Write a number as a sum of odd number of integers

Question

Suppose that I have 2 positive integers $N$ and $K$ $(K \ge 3)$, I want to write

$N = 1*x + 2*y + K*z$.

All $x, y,z$ are non-negative integers. $z$ should be $\lfloor\frac{N}{K}\rfloor$ or $\lfloor\frac{N}{K}\rfloor - 1$.

Are there any ways to verify that $N$ can be written in that form, so that $x + y + z$ is an odd number?

Answer 1

If we fix $z$, we have $x + 2y = N-Kz$. If $N-Kz > 1$, we can always choose the parity of $x+y$ by choosing between $y=0$ and $y=1$. If $N-Kz \le 1$ we are forced to have $x = N-Kz$, $y=0$.

Therefore the only cases which fail for the choice $z = \left\lfloor\frac NK\right\rfloor$ are (a) $z$ is odd, $N - Kz = 1$; (b) $z$ is even, $N - Kz = 0$.

If we can choose $z = \left\lfloor\frac NK\right\rfloor - 1$, similar constraints apply. Of course, we can't do that validly if that would give $z < 0$.

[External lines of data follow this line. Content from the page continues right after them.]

PR #497, opened 2020-04-04
GUACAMOLE-996: Add support for configuring group filter.

echu2013:
This provides ldap-group-search-filter functionallity. Tested and working OK!


extensions/guacamole-auth-ldap/src/main/java/org/apache/guacamole/auth/ldap/conf/ConfigurationService.java
```diff
@@ -321,6 +322,26 @@ public ExprNode getUserSearchFilter() throws GuacamoleException {
...
+     *     LDAP server for groups that are valid in Guacamole, or
+     *     "(objectClass=group)" if not specified.
+     *
+     * @throws GuacamoleException
+     *     If guacamole.properties cannot be parsed.
+     */
+    public ExprNode getGroupSearchFilter() throws GuacamoleException {
+        return environment.getProperty(
+            LDAPGuacamoleProperties.LDAP_GROUP_SEARCH_FILTER,
+            new EqualityNode("objectClass","group")
```
necouchman, line 341: I think @mike-jumper's vote here was to make the default the `PresenceNode("objectClass")`, similar to how users are done.  I'm good with either one, but it does seem more consistent at present to stick with that.

extensions/guacamole-auth-ldap/src/main/java/org/apache/guacamole/auth/ldap/group/UserGroupService.java
```diff
@@ -87,9 +87,9 @@ private ExprNode getGroupSearchFilter() throws GuacamoleException {
         if (confService.getConfigurationBaseDN() != null)
             return new NotNode(new EqualityNode("objectClass","guacConfigGroup"));
```
necouchman, line 88: The filter should also be factored in right here - that is, if the user has configured the configuration DN, the configured search filter should, at the very least, be `AndNode`d together here with this `NotNode` to remove `guacConfigGroup` objects from the results.

extensions/guacamole-auth-ldap/src/main/java/org/apache/guacamole/auth/ldap/conf/ConfigurationService.java
echu2013: I think he observed the change to pre-existing ldap-user-search-filter function, that it's out of the scope of this GUACAMOLE-996

extensions/guacamole-auth-ldap/src/main/java/org/apache/guacamole/auth/ldap/group/UserGroupService.java
echu2013: You say... Retrieve everything under `configurationbaseDN ` **NOT** containing `guacConfigGroup `right?

necouchman: Retrieve everything under `groupBaseDN` NOT containing `guacConfigGroup`.  Basically, the previous code made the assumption that, if you've configured a DN for configuration items you've also extended your LDAP schema to include the `guacConfigGroup` schema item, and that you do not want those being returned by the groups filter, you want them being returned in the config search.  That is still the case in the line mentioned above, but the new group filter needs to be and-ed with that logic.

extensions/guacamole-auth-ldap/src/main/java/org/apache/guacamole/auth/ldap/conf/ConfigurationService.java
necouchman: Yes, modifying the user one is certainly out-of-scope - I'm not just not sure if we should be changing the default for user searches at this point vs. providing a way for people to change it if they want to.  In the end the question becomes, "How many confused admins are we going to have out there when they upgrade from 1.2.0 to 1.3.0 and all of the sudden their group searches don't work as expected?"  Changing defaults should be done with care.

extensions/guacamole-auth-ldap/src/main/java/org/apache/guacamole/auth/ldap/group/UserGroupService.java
echu2013: @necouchman do you find more convinient to replace "default" value of my proposed configuration item **ldap-group-search-filter** from `EqualityNode("objectClass","group")` to the original behaviour` PresenceNode("objectClass")`? 
In this way, if admin does not specify such filter then original behavior will be inplace. Otherwise, they will have the possibility of fine-grained control of which Groups shall be retrieved.

extensions/guacamole-auth-ldap/src/main/java/org/apache/guacamole/auth/ldap/conf/ConfigurationService.java
necouchman: @mike-jumper: Thoughts on this?  The above change will essentially change the default group filter from `(objectClass=*)` to `(objectClass=group)`.  While I suspect that's probably okay and what we want in the long-run, I worry about catching unsuspecting admins off-guard...

extensions/guacamole-auth-ldap/src/main/java/org/apache/guacamole/auth/ldap/group/UserGroupService.java
necouchman: My point, here, is that, as you have this implemented, when `ldap-config-base-dn` is set, the new `ldap-group-search-filter` property will be completely ignored, and you'll always end up with the following group filter:
`(!(objectClass=guacConfigGroup)))`

So, the lines above should be something like:
```
if (confService.getConfigurationBaseDN() != null)
    return new AndNode(new NotNode(new EqualityNode("objectClass","guacConfigGroup"), confService.getGroupSearchFilter());
```
Assuming the default group filter, this will result in an LDAP filter like this:
`(&(!(objectClass=guacConfigGroup))(objectClass=group))`

necouchman:
@echu2013 Any progress on my most recent feedback? Also, you've got a merge master commit in here, now, so you'll need to untangle that and rebase the PR on top of the current master.

extensions/guacamole-auth-ldap/src/main/java/org/apache/guacamole/auth/ldap/conf/ConfigurationService.java
mike-jumper: I think we should lean toward Principle of Least Surprise and maintain the existing `(objectClass=*)` behavior by default. The default behavior is intended to rely on LDAP directory structure to determine which objects should be returned and classified as users or groups, and I think it makes sense to continue to use that as the default behavior.

Filters like `ldap-user-search-filter` and soon-to-be-implemented `ldap-group-search-filter` exist to allow for more complex and intermingled cases, but default filters would involve too many assumptions and could break existing deployments.

msilveirabr:
I'm by no means an experienced programmer, but I managed to write a 'monkey see, monkey do' style patch against release 1.3.0. Sorry I didn't make it a pull request ( no free time to master git as a developer ATM ).
I've tested it with and without ldap-group-search-filter set, both resulted in expected behavior.
I didn't test it with guacConfigGroup Schema change.

Since there's 'postgresql-auto-create-accounts', the next logical step would be to implement (take postgresql as an example):
postgresql-auto-create-groups
postgresql-auto-create-groups-assignments


Here's a patch generated using 'diff -udpr' : [guacamole-client-1.3.0-ldap-group-filter.txt](https://github.com/apache/guacamole-client/files/6864850/guacamole-client-1.3.0-ldap-group-filter.txt)

mike-jumper:
> Since there's 'postgresql-auto-create-accounts', the next logical step would be to implement (take postgresql as an example):
> postgresql-auto-create-groups
> postgresql-auto-create-groups-assignments

@msilveirabr, what do you mean? The `*-auto-create-accounts` property exists for the sake of things like the TOTP extension that expect storage to be available for users once the user logs in. Except in those circumstances, even the user account doesn't need to exist in the database. Under what circumstances would a user's groups need to be automatically created?

necouchman:
This is closed by #629

echu2013:
> This is closed by #629

Thanks!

So the cases where this is impossible are:

1. $\left\lfloor\frac NK\right\rfloor = 0$, $N - K\left\lfloor\frac NK\right\rfloor = 0$. That comes down to $N = 0$. I'm not sure whether you consider $0$ positive or not, but I presume not since you also use the term non-negative in the question.
2. $\left\lfloor\frac NK\right\rfloor$ is odd, $N - K \left\lfloor\frac NK\right\rfloor = 1$, $N - K \left(\left\lfloor\frac NK\right\rfloor - 1\right) = 0$. But then $K = -1$, so this is not a valid solution.
3. $\left\lfloor\frac NK\right\rfloor$ is even, $N - K \left\lfloor\frac NK\right\rfloor = 0$, $N - K \left(\left\lfloor\frac NK\right\rfloor - 1\right) = 1$. But then $K = 1$, so this is not a valid solution.

Conclusion: for all $N > 0$ and $K > 1$ it is possible.